In the Olduvai, I tried to imagine how humankind had first spread across the globe from East Africa. On the Zakim Bridge, I tried to imagine the political and engineering wherewithal needed to complete this still controversial project. In both cases, I imagined someone having an idea, sketching a plan, and enlisting others to move on it.

Leadership is the indispensable ingredient for any concerted effort toward a common goal, and leaders require strong communication skills as they reconcile, shape, sharpen, and focus ideas so that they are actionable.

The Corporation Joint Advisory Committee on Institute-Wide Affairs brings together corporation members, alumni, faculty, and undergraduate and graduate students to raise issues for deliberation and action. One issue raised by graduate students in past years has been that technical and scientific leadership alone is not sufficient for success in today’s multidimensional, team-driven global environment.
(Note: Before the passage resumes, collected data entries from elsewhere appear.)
PR #319, opened 2024-02-22
feat: allow recursion

ajewellamz:
*Description of changes:*

Given a perfectly legal recursive smithy model, smithy-java can find itself in an infinite loop.
Prune DependentShapesWithPaths to avoid this.

Also remove --quatifier-syntax:3, because that blocked me on this change.

### DIFF
--- a/codegen/smithy-dafny-codegen/src/main/java/software/amazon/polymorph/utils/ModelUtils.java
+++ b/codegen/smithy-dafny-codegen/src/main/java/software/amazon/polymorph/utils/ModelUtils.java
@@ -310,6 +310,20 @@ public class ModelUtils {
         return outList;
     }
 
+
+    // return a summary of a list, just the first and last elements.
+    public static List<ShapeId> GetSummary(List<ShapeId> list)
+    {
+	if (list.size() <= 2) {
+	    return list;
+	} else {
+	    List<ShapeId> result = new ArrayList<>();
+	    result.add(list.get(0));
+	    result.add(list.get(list.size()-1));
+	    return result;
+	}
+    }
+    
     /**
      * For every ShapeId in {@code initialShapes},
      * with the given {@code model},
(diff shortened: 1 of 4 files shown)


codegen/smithy-dafny-codegen/src/main/java/software/amazon/polymorph/utils/ModelUtils.java
```diff
@@ -326,12 +340,16 @@ public static Set<List<ShapeId>> findAllDependentShapesWithPaths(
...
         Set<List<ShapeId>> pathsToShapes = new LinkedHashSet<>(new LinkedHashSet<>());
+        Set<List<ShapeId>> pathsSummary = new LinkedHashSet<>(new LinkedHashSet<>());
 
         // Breadth-first search via getDependencyShapeIds
         final Queue<List<ShapeId>> toTraverse = new LinkedList<>(initialShapeIdsAsPaths);
         while (!toTraverse.isEmpty()) {
             final List<ShapeId> currentShapeIdWithPath = toTraverse.remove();
-            if (pathsToShapes.add(currentShapeIdWithPath)) {
+
+	    // to avoid cycles, only keep the first list with a given first and last element
```
robin-aws: I may be missing some context, but if the BFS is implemented correctly it shouldn't traverse cycles, and it looks like it has the traversed set already. So why is this necessary?

robin-aws (changes requested):

codegen/smithy-dafny-codegen/src/main/java/software/amazon/polymorph/utils/ModelUtils.java
ajewellamz: I can guarantee that cycles are traversed, and you get an arbitrarily large set of arbitrarily large lists.

I'm pretty sure that the problem is with
dependencyShapeIdsWithPaths.forEach(toTraverse::add);
where given (A,B,C) for every dependent X of C we add the list (A,B,C,X) and so we add (A,B,C,B) and (A,B,C,B,C) et cetera.

robin-aws: Ah got it, `toTraverse` is a set of paths rather than nodes, so it doesn't prevent traversing cycles.

Edit: more accurately it's the fact that `pathsToShapes` is a set of paths.

robin-aws: You can make this simpler and clearer by replacing `pathsSummary` by a `Set<ShapeId> visitedShapes` instead. All paths this method produces will always start from the same ShapeID so that's exactly equivalent, and to boot it matches the classic BFS algorithm so it'll be easier to understand.

robin-aws (approved):
Thanks!

codegen/smithy-dafny-codegen/src/main/java/software/amazon/polymorph/utils/ModelUtils.java
ajewellamz: Done

texastony (commented):
Comment: We probably need to refactor Smithy-Dafny to use the Knowledge index instead of our various model exploring utility methods.

https://smithy.io/javadoc/1.5.1/software/amazon/smithy/model/knowledge/KnowledgeIndex.html

PR #325, opened 2024-03-02
feat: Provide reusable SmithyDafnyMakefile.mk

robin-aws:
*Description of changes:*

Factors the content of `TestModels/SharedMakefile.mk` to a new top-level `SmithyDafnyMakefile.mk`, which is actually intended to be reused by any `smithy-dafny` project using the CLI through a submodule. Projects will still likely want their own repository-specific `SharedMakefile.mk` in order to set a few variables that are the same for all libraries, which is true for the `TestModels` subfolder here too.

Additional make targets and improvements from https://github.com/aws/aws-cryptographic-material-providers-library and general cleanup are also applied. Highlights:

* Delete `LIBRARIES`, which is unused and was replaced by `PROJECT_DEPENDENCIES`.
* Delete `SMITHY_NAMESPACE`, which is unused and was replaced by `SERVICE_NAMESPACE_<service>`
* Replace `STANDARD_LIBRARY_PATH` with `STD_LIBRARY`.
  * The test models were avoiding the same issue with the standard library trying to build itself by overriding the `transpile_***` targets to not build dependencies. Both mechanisms at once is redundant but safe.
* Introduce `MAX_RESOURCE_COUNT` with a default of `10000000`
* Tweak `GRADLEW` to be the variable to use for building Java runtimes, since the TestModels don't have a `gradlew` in each `runtimes/java` directory, but other projects like the MPL do. Running the smithy-dafny CLI always uses the copy in `codegen`.
* Don't also build `_polymorph_wrapped` by default, just have `TestModels/SharedMakefile.mk` add that instead.
* Invoke `_polymorph_dependencies` before building the current library, since that's necessary in some cases (and was already changed in MPL's makefile)

See https://github.com/smithy-lang/smithy-dafny/pull/326 for a diff of SmithyDafnyMakefile.mk with the old contents of TestModels/SharedMakefile.mk.

### DIFF
--- a/.github/workflows/test_models_net_tests.yml
+++ b/.github/workflows/test_models_net_tests.yml
@@ -112,7 +112,7 @@ jobs:
         working-directory: ./${{ matrix.library }}
         run: |
           make polymorph_dafny DAFNY_VERSION_OPTION="--dafny-version $DAFNY_VERSION"
-          make polymorph_net DAFNY_VERSION_OPTION="--dafny-version $DAFNY_VERSION"
+          make polymorph_dotnet DAFNY_VERSION_OPTION="--dafny-version $DAFNY_VERSION"
 
       - name: Compile ${{ matrix.library }} implementation
         shell: bash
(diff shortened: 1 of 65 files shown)


texastony (dismissed):
See comments on https://github.com/smithy-lang/smithy-dafny/pull/326#pullrequestreview-1915497929

Blocking Comments are:
- Use GRADLEW 
- What is the strip logic?

texastony (approved):
LGTM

Today’s MIT is squarely in the business of producing leaders. For example, the Sloan School of Management has launched the MIT Leadership Center to add leadership training to the business and technical expertise of management (sloanleadership.mit.edu). The MIT Entrepreneurship Center seeks not only to train technology leaders but to enable MIT to be an institutional leader in entrepreneurship worldwide (entrepreneurship.mit.edu). LeaderShape is an intensive, six-day residential program for undergraduates that challenges its participants to gain self-awareness through exercises, assessments, team-building, and group problem-solving (web.mit.edu/leadershape/www). The MIT Venture Mentoring Service was created by alumni to provide advice, experience, and real-world ballast to help startups reach the next stage of development (web.mit.edu/vms). The MIT Public Service Center gives students an avenue for implementing innovative community service ideas in the Boston area and around the globe (web.mit.edu/mitpsc). The Center for Reflective Community Practice links community activists with technologists and educators (crcp.mit.edu).
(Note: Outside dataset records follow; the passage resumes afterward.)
PR #326, opened 2024-03-04
DO NOT MERGE - showing diff between TestModels/SharedMakefile.mk and the new SmithyDafnyMakefile.mk 

robin-aws:
See https://github.com/smithy-lang/smithy-dafny/pull/325. This PR copies the contents of SmithyDafnyMakefile.mk over top of TestModels/SharedMakefile.mk, to show what changes as the former is adopted.

### DIFF
--- a/TestModels/SharedMakefile.mk
+++ b/TestModels/SharedMakefile.mk
@@ -1,37 +1,54 @@
 # Copyright Amazon.com Inc. or its affiliates. All Rights Reserved.
 # SPDX-License-Identifier: Apache-2.0
 
-# These make targets that are shared
-# between all the Dafny projects
-# in this repo.
+# These are make targets that can be shared between all projects
+# that use a common layout.
 # They will only function if executed inside a project directory.
+# See https://github.com/smithy-lang/smithy-dafny/tree/main-1.x/TestModels
+# for examples.
 
-# There are serveral variables that are used here.
+# There are several variables that are used here.
 # The expectation is to define these variables
 # inside each project.
 
 # Variables:
 # MAX_RESOURCE_COUNT -- The Dafny report generator max resource count.
 # 	This is is per project because the verification variability can differ.
-# LIBRARIES -- List of dependencies for the project.
-# 	It should be the list of top leve directory names
-# SMITHY_NAMESPACE -- The smithy namespace to use for code generation. 
-# AWS_SDK_CMD -- the `--aws-sdk` command to generate AWS SDK style interfaces
+# PROJECT_DEPENDENCIES -- List of dependencies for the project.
+# 	It should be the list of top level directory names
+# PROJECT_SERVICES -- List of names of each local service in the project
+# SERVICE_NAMESPACE_<service> -- for each service in PROJECT_SERVICES,
+#   the list of dependencies for that smithy namespace. It should be a list
+#   of Model directories
+# SERVICE_DEPS_<service> -- for each service in PROJECT_SERVICES,
+#   the list of dependencies for that smithy namespace. It should be a list
+#   of Model directories
+# AWS_SDK_CMD -- the `--aws-sdk` command to generate AWS SDK style interfaces.
+# STD_LIBRARY -- path from this file to the StandardLibrary Dafny project.
+# SMITHY_DEPS -- path from this file to smithy dependencies, such as custom traits.
+# GRADLEW -- the gradlew to use when building Java runtimes.
+#   defaults to $(SMITHY_DAFNY_ROOT)/codegen/gradlew
 
-# This evaluates to the local path _of this file_.
-# This means that these are the project roots
-# that are shared by all libraries in this repo.
-PROJECT_ROOT := $(abspath $(dir $(abspath $(lastword $(MAKEFILE_LIST)))))
-# This relative path is for include files between libraries.
-# If an absolut path is used, this path will not be portable.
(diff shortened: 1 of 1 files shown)


TestModels/SharedMakefile.mk
```diff
@@ -162,15 +224,14 @@ transpile_test:
 		-functionSyntax:3 \
 		-useRuntimeLib \
 		-out $(OUT) \
-		-library:$(PROJECT_ROOT)/dafny-dependencies/StandardLibrary/src/Index.dfy \
+		$(if $(strip $(STD_LIBRARY)) , -library:$(PROJECT_ROOT)/$(STD_LIBRARY)/src/Index.dfy, ) \
```
texastony, line 233: Sorry, what is this `if strip` logic?

TestModels/SharedMakefile.mk
```diff
@@ -185,28 +246,31 @@ transpile_dependencies:
 # StandardLibrary is filtered out from dependent-model patsubst list;
 #   Its model is contained in $(LIBRARY_ROOT)/model, not $(LIBRARY_ROOT)/../StandardLibrary/Model.
 _polymorph:
-	@: $(if ${CODEGEN_CLI_ROOT},,$(error You must pass the path CODEGEN_CLI_ROOT: CODEGEN_CLI_ROOT=/path/to/smithy-dafny/codegen/smithy-dafny-codegen-cli));
```
texastony, line 188: I like this option... I will not block on it's removal, 
but I see it's value if I am working on Smithy-Dafny itself,
and want to test it against the MPL/Gazelle with out pushing and pulling it.

TestModels/SharedMakefile.mk
```diff
@@ -185,28 +246,31 @@ transpile_dependencies:
...
 	cd $(CODEGEN_CLI_ROOT); \
-	$(GRADLEW) run --args="\
-	$(DAFNY_VERSION_OPTION) \
+	./../gradlew run --args="\
+	--dafny-version $(DAFNY_VERSION) \
```
texastony, line 257: We have already defined `GRADLEW` above. 
Should we not use it?

TestModels/SharedMakefile.mk
```diff
@@ -185,28 +246,31 @@ transpile_dependencies:
...
-	$(POLYMORPH_OPTIONS)";
+	$(POLYMORPH_OPTIONS) \
+	";
 
 _polymorph_wrapped:
 	@: $(if ${CODEGEN_CLI_ROOT},,$(error You must pass the path CODEGEN_CLI_ROOT: CODEGEN_CLI_ROOT=/path/to/smithy-dafny/codegen/smithy-dafny-codegen-cli));
 	cd $(CODEGEN_CLI_ROOT); \
-	$(GRADLEW) run --args="\
-	$(DAFNY_VERSION_OPTION) \
+	./../gradlew run --args="\
```
texastony, line 278: Again, use GRADLEW

texastony (changes requested):

TestModels/SharedMakefile.mk
robin-aws: I'm not removing it, it just has a default value now, so it's not required but you can override it! We already made this change in the smithy-dafny version: https://github.com/smithy-lang/smithy-dafny/blob/main-1.x/TestModels/SharedMakefile.mk#L33

TestModels/SharedMakefile.mk
robin-aws: The problem this is solving is that the StandardLibrary is automatically considered a dependency of all libraries, but it can't be when building the StandardLibrary itself. 

The TestModels folder's solution is to override lots of targets in `StandardLibrary/Makefile` to do nothing. The MPL, ESDK and DB ESDK use this solution instead: only consider the StandardLibrary a dependency if `STD_LIBRARY` is empty (after stripping whitespace, which I gather is easy to introduce in make variables if you're not careful).

I opted to adopt the latter solution since it aligned a little better with reality and would cause less churn when adopting the SmithyDafnyMakefile.mk in the MPL, ESDK and DB ESDK.

TestModels/SharedMakefile.mk
robin-aws: `GRADLEW` previously meant "what gradlew should we use to run the polymorph CLI", but I'm using it in the unified makefile to mean "what gradlew should we use to build/test/deploy/etc. each `runtimes/java` project.

I did that because the former doesn't really need to be customized AFAICT - it makes sense to always use the `gradlew` sitting next to the polymorph code under `codegen`. But the latter definitely does need be configurable with the current project layouts, because the `TestModels/**/runtimes/java` folders don't have their own gradlew, whereas the projects in the MPL/DB ESDK/ESDK do and are currently building with them.

I should at least add a comment clarifying this to the definition of `GRADLEW`. But you might have a stronger opinion that I'm missing a use case for the current definition of it, or that we should require polymorph libraries to include a copy of gradlew.

texastony: I do not have an opinion.
In theory, it would be optimal for everyone to use the same Gradlew, 
as that might cut down on Gradle Deamon boot ups,
but that theory is pretty shaky.

TestModels/SharedMakefile.mk
texastony: I suggest a comment somewhere.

The MIT Alumni Association also depends on leadership at all levels: leading clubs and affinity groups, starting new initiatives, being active as national officers, and helping to fund MIT’s many endeavors. The Women’s Leadership Conference, to be held this spring, and the Alumni Leadership Conference, held every fall, bring together alumni leaders. As L. Robert Johnson ’63, a past MITAA president, said, “Leadership in this sense is identifying and building programs and services that motivate alumni/ae to get connected to the Institute and each other in whatever ways they find rewarding.” One can say that MITAA activities provide continuing education in leadership for alumni.

During the trip to Tanzania, our band of MIT alumnae travelers enjoyed the special privilege of meeting extraordinary Tanzanian women who had organized themselves to improve the lives of their families and villages. With courage they face the perhaps insoluble task of preserving their traditions while engaging the cash economy to meet such basic human needs as education, health care, clean water, and sustainable energy production. The women in those groups, and especially their leaders, were inspiring examples of the power of leadership.

Linda Sharpe ’69 is president of the MIT Alumni Association.